Stephen Curry, grand  favori pour le trophée du MVP est sur le bon chemin de réaliser un back to back.
Stephen Curry, grand favori pour le trophée du MVP est sur le bon chemin de réaliser un back to back.

Stephen Curry est revenu sur son All-Star weekend pour SLAM et a également parlé des faiblesses de son jeu et de ses vieux 1 contre 1 avec Vince Carter après l’entraînement des Raptors (et donc de son père) lorsqu’il avait une dizaine d’années.

"Je pense que j’ai dormi 10 heures en tout sur 3 jours là-bas. Mais il n’y a pas à se plaindre quand on est All-Star vu toutes les opportunités et les événements auxquels vous pouvez aller, surtout par rapport à mes sponsors qui me soutiennent toute l’année.
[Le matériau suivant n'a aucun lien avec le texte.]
PR #5659, opened 2018-03-08
FEATURE: set 'Retry-After' header for 429 responses

xrav3nz:
> CONTEXT & DISCUSSION: https://meta.discourse.org/t/when-rate-limiting-is-hit-return-return-a-retry-after-header/81838?u=xrav3nz

I am assuming: 

`Retry-After` shouldn't be set in actions like the following, where the retry time is (intentionally) hidden from the end user.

C’est tellement fun. Toronto était vraiment un endroit cool pour un All-Star weekend. Les gens ici aiment le jeu, cela grandit au Canada, on peut le sentir."


Et avant de devenir une des stars du weekend, Curry était « le fils de » qui pouvait profiter de 1 contre 1 contre Vince Carter.
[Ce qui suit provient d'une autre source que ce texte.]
PR #5663, opened 2018-03-09
FIX: Excerpts could be too long for column

gschlager:
<del>This changes the data type of `topics.excerpt` from `VARCHAR(1000)` to `TEXT`. If I'm [reading this correctly](https://wiki.postgresql.org/wiki/What%27s_new_in_PostgreSQL_9.2#Reduce_ALTER_TABLE_rewrites) that's not a costly operation in Postgres.</del>

<del>Why? Because excerpts can contain an unknown number of HTML (e.g. from the `<details>`).
https://meta.discourse.org/t/excerpt-gets-too-long-under-certain-circumstances-activerecord-valuetoolong/77579</del>

Also, I made improvements to the text length calculation when the excerpt contains `<details>`.

### DIFF
--- a/lib/excerpt_parser.rb
+++ b/lib/excerpt_parser.rb
@@ -49,7 +49,8 @@ class ExcerptParser < Nokogiri::XML::SAX::Document
   end
 
   def include_tag(name, attributes)
-    characters("<#{name} #{attributes.map { |k, v| "#{k}=\"#{escape_attribute(v)}\"" }.join(' ')}>", false, false, false)
+    characters("<#{name} #{attributes.map { |k, v| "#{k}=\"#{escape_attribute(v)}\"" }.join(' ')}>",
+               truncate: false, count_it: false, encode: false)
   end
 
   def start_element(name, attributes = [])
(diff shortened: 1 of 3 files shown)


coding-horror:
Hmm, are we sure we want to change this? I feel like we're making a radical change based on a bizarre set of rare circumstances?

"J’étais le fils de son coéquipier, mais il me traitait comme n’importe quel autre gamin qui serait venu à la salle. J’essayais de lui montrer mon crossover, j’avais 11 ans. Il m’a appris plein de choses. Je ne savais pas à ce moment là que je deviendrai joueur NBA, un All-Star et ce genre de choses. Mais je me souviens de la manière dont il m’a traité, et combien c’était amusant de jouer en 1 contre 1 pendant 5, 10 minutes après leur entraînement. Cela montrait l’humanité d’un joueur NBA et l’influence qu’ils peuvent avoir."


Favori pour conserver son titre de MVP, Stephen Curry a prouvé qu’il pouvait revenir encore plus fort après son énorme saison 2014-15. Mais a-t-il des faiblesses bon sang ?

"Oh oui ! Il y a 3 ans, j’étais incapable de driver à droite ou de faire quoi que ce soit avec ma main droite. Ma main gauche dominait. Donc, pendant 2 étés, je n’ai travaillé quasiment que sur ça. En 1 contre 1, 99% du temps je partais à gauche. Maintenant je me suis ouvert d’autres options. L’été dernier, j’ai travaillé sur la création d’espace. Être efficace sur mon dribble avec peu d’espace, et créer assez de séparation pour shooter. L’année prochaine, je vais peut-être ajouter des moves au poste, mais je dois prendre du poids."